Some readers should be familiar with the classic Kruskal-Katona Theorem. Well, legend came to life today... Gyula O. H. Katona (of the Renyi Institute in Hungary) just came to our department and gave a talk about his main area of expertise, extremal set theory.

Sperner's Theorem was the result that launched this now-sprawling field. It addresses the following question: How large a family of subsets {S_1, ... S_m} of {1, 2, ... n} can we find, such that no S_i contains another S_j? (Such a family is called an antichain in the lattice of subsets of {1, 2, ... n} partially ordered by set inclusion.)

Sperner states that the collection of all sets of size (floor-of-) n/2 gives the biggest such antichain you could hope for. It's clear that this set is a maximal antichain (can't be augmented); the claim is that it's also globally optimal.

Katona mentioned some nice applications of Sperner's Theorem. Here's a cute one: given a set of real numbers all greater than 1, use Sperner's Theorem to bound the number of subset sums taking on a value in any interval [x, x+1), x a positive real. This bounds the concentration of the random variable that outputs a randomly chosen subset-sum.

He mentioned many generalizations as well. Sperner's Theorem can be viewed as a statement about the number of sets necessary to guarantee an ordered pair, but we can ask about guaranteeing ordered triples, diamonds, or any poset P for that matter. He and colleagues have results of this form, and he conjectures that for any poset P, there exists a constant c depending only on P such that, for all n, there exists a maximum P-excluding family of subsets of {1, 2, ... n}, such that all sets in the family have size in the range (n/2 - c(P), n/2 + c(P)). So, the structure of optimality in Sperner's result could extend way further (Erdos proved a result of this type for all chains P).

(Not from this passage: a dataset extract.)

PR #22438, opened 2022-05-18
Fix wxGTK build with glib < 2.50

### LINKED ISSUE #22434: Compiling wxGTK on older systems (with glib < 2.50) is broken
Commit 2efa26cc1f (Merge branch 'gtk-log-suppress', 2022-05-17) breaks compiling wxGTK on older systems (with glib < 2.50).

This regression can be fixed by the following changes:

Finally, Katona mentioned the 'group testing' problem that first drew him into this whole web of intrigue:

Given n, r, there are n boxes, r < n of which contain (say) radioactive material. We can in one step test any subset of the boxes for presence of radioactivity (but get no sense of how many radioactive boxes are in the group, just 'some' or 'none'). How many tests are necessary to determine the r hot boxes?

Sperner theory is relevant to the nonadaptive-query case.

Well? Can you see such an elegantly posed question and not try your hand at it? Thanks, Professor Katona!